Около столика с бокалом в руке танцевал художник — один из восьмидесяти тысяч, населяющих районы города искусств. На нём была широкополая шляпа, из-под которой выбивались длинные волосы. На лице резиновая маска, прикрывающая подстриженную бороду. Он держал за тонкую талию девушку с платиновыми волосами; она истерически хохотала. У обоих рвались из рук разноцветные шарики. Рядом, притоптывая ногой, стоял худенький француз.
— Вы посмотрите, мсье Шерц, на этого рантье! До сорока лет он накапливал право не работать и расходовать сорок два франка в день! Сейчас он тратит свой сорок третий франк. Он покупает себе желтенький шарик. Но, конечно, он не будет с ним плясать. Вы видите, он присоединил его к маске и сейчас выдавит! Ведь в нем кислород… Смотрите, он дышит обжигаясь. Он уже пьян. Он кричит, поет…
— И плачет…
— Да, и плачет. Ему жаль своих сорока лет лишений, которые он расходует сейчас на пьянящее…
— Дыхание…
— Да-да-да! А вот, смотрите, на соседний столик забрался белобрысый детина! Уверяю вас, это швед! Ветер сдует его со стола или стол сломается… Разве не весело смотреть на все это? Смотрите, как расточительно разбрасывает он деньги! Он покупает кислородные шарики для того, чтобы только раздавить их. Вот это я понимаю! Он молод, и у него никогда не было денег. Ему их давали взаймы. Так у них принято. Если бы он достиг сорока лет, он стал бы отдавать свои деньги, живя в нищете. А теперь ему некому платить долги.
Шарики рвались по ветру. Цветочницы их едва сдерживали. Француз поманил одну из девушек и купил у нее два шарика и цветов. Девушка смеялась. Кажется, она была пьяна. Она наклонилась и поцеловала француза в усы.

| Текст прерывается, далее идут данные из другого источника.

PR #1946, opened 2024-02-16
feat: Host Telemetry: Option to filter Host/Process metrics

marcsst:

- Running host-telemetry always adds 5 kinds of metrics (HostCPU, HostRAM, Network, ProcessCPU, ProcessRAM). Depending on your hardware this can add a lot of metrics you don't necessarily need.

-  This PR adds an optional meterScope setting that can be set to only return Host (HostCPU, HostRAM, Network) or Process (ProcessCPU, ProcessRAM) metrics as desired. To avoid breaking changes this setting can be left as undefined and will still return all.


pichlermarc:
@marcsst these metrics can be dropped using the `View` feature of the SDK. Is that what you're looking for?

See https://opentelemetry.io/docs/languages/js/instrumentation/#configure-metric-views

PR #1949, opened 2024-02-21
docs(instr-knex): Fix knex instrumentation example

rtpg:
The instrumentation config is just a type, not a class


trentm (approved):

rtpg:
@trentm this is now done!

PR #1938, opened 2024-02-14
chore: remove the non-publishing packages from the npm workspace

trentm:
Because they cause difficulties with updating `@opentelemetry/*` dependencies.
This is "Option 3" from #1917

Refs: #1917

# summary of changes

- move all `plugins/node/opentelemetry-instrumentation-FOO/examples/` to `examples/FOO` and fix up some details to get them working.
- move `packages/opentelemetry-sampler-aws-xray` to `incubator/opentelemetry-sampler-aws-xray/`
- These packages are now NOT included in the monorepo workspace.
- Removed `npm run compile:examples`.
- Removed entries for these packages from release-please config and manifest.

# checklist (done)

- [x] Undo "option 1" work from #1928
- [x] Q: is "incubator/" dir a reasonable name? Or put sampler-aws-xray in "archive/"?
- [x] move plugins/node/instr-FOO/examples to top-level examples/FOO dir. (Note that this *reverses* the intent from an effort 1-2y ago to move from examples/ to the instrumentation dirs.)
- [x] Try to confirm that my 'update-otel-deps.js' script now works better at updating deps in this repo.
- [x] manually test each of those examples
- [x] clean up intent in examples/README.md
- [ ] ~start an issue for working through modernizing or dropping examples~
- [ ] ~document expectation/procedure for maintaining examples~

PR #1955, opened 2024-02-23
fix(instr-perf-hooks): avoid 'prepare' npm script because that runs on 'npm install'

trentm:
Having a prepare script in the monorepo means that it runs during 'npm ci' which can break if some needed deps for that script haven't yet been installed.

# details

— Это бесплатно! — закричала она, смеясь, и убежала, проведя нежной рукой по лицу Шерца.
— Да здравствует кислородный карнавал! Пусть безумствуют люди! Полгода назад я смотрел на их веселье и чувствовал себя Мефистофелем. Я знал, что они погибнут, а они не знали. Это ужасно, мсье Шерц, быть человеком, который знает будущее! А теперь… теперь они все знают, что их ждет. Давайте пить! Ах да, я обещал вам замечательный напиток. Он продается на Эйфелевой башне. Поднимемся.
Шерц и Бенуа встали и, стараясь удержаться на ногах, начали пробираться к мосту.
На Эйфелеву башню было страшно смотреть. Казалось невероятным, что она не падает. У доктора Шерца от этого кружилась голова.
Они вошли в старинный лифт.
— Я люблю этот подъемник, — говорил Бенуа. — В нем чувствуешь, что поднимаешься: есть окна, видишь, как мимо тебя ползут железные конструкции, под ногами разверзается бездна…
Шерц вздрогнул и отодвинулся от окна.
— Не смотрите так мрачно, мсье Шерц! В жизни есть только одна стоящая сторона — это смех. И если смеются все вокруг, то вместе со всеми смеюсь и я.
— Я не могу… — хрипло сказал Шерц.
— Определенно, вы думаете о нарисованных в вашей книге картинах!
— Я думаю об удушье.
— А я об опьянении!
Два раза они пересаживались из одного лифта в другой. Наконец вышли на самом верхнем ярусе. Там было несколько столиков. К каждому стаяла очередь. Многие толпились у барьера с бутылками, которые они прихватывали полотенцами.